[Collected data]

PR #242, opened 2017-05-06
Avoid calling super() when extending ES classes

### LINKED ISSUE #241: Figure out babel+instanceof+constructor problems with class extension
Moving #157 here now that we know what's going on.

Three things at once going on here: when you replace a class, td.js will extend that class and give you a fake one.

1. we extend the class so the fake will pass `instanceof` checks in the subject. This was raised by several issues in td 1.x and was the main motivation for the change
2. because of ES rules, if that class has a custom constructor, subclass constructors _must_ call `super`, which sucks because a fake thing shouldn't be invoking a real constructor
3. because of how babel transpiles, faking a real class will extend it from a not-real (transpiled babel) class, which calls the super constructor but without the `new` keyword, which raises an error under v8 versions that support the `class` keyword 

Dupes: #240

searls:
Got the idea from: http://stackoverflow.com/questions/31067368/javascript-es6-class-extend-without-super

Tested it in this runkit:

https://runkit.com/searls/avoiding-calling-super-in-an-extended-class

Resolves #241

### DIFF
--- a/src/constructor.js
+++ b/src/constructor.js
@@ -13,8 +13,9 @@ var fakeConstructorFromType = (type) => {
 
   return _.tap(class TestDoubleConstructor extends type {
     constructor () {
-      super(...arguments)
+//      super(...arguments)
       fauxConstructor(...arguments)
+      return Object.create(new.target.prototype, {})
     }
   }, (fakeType) => {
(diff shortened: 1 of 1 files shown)


searls:
Resolved by #254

→ **What needs to be done**:
The lines to output run from the one containing "Dupes: #240" to the last line of the entries; give them back exactly.

→ **Answer box**:
Dupes: #240

searls:
Got the idea from: http://stackoverflow.com/questions/31067368/javascript-es6-class-extend-without-super

Tested it in this runkit:

https://runkit.com/searls/avoiding-calling-super-in-an-extended-class

Resolves #241

### DIFF
--- a/src/constructor.js
+++ b/src/constructor.js
@@ -13,8 +13,9 @@ var fakeConstructorFromType = (type) => {
 
   return _.tap(class TestDoubleConstructor extends type {
     constructor () {
-      super(...arguments)
+//      super(...arguments)
       fauxConstructor(...arguments)
+      return Object.create(new.target.prototype, {})
     }
   }, (fakeType) => {
(diff shortened: 1 of 1 files shown)


searls:
Resolved by #254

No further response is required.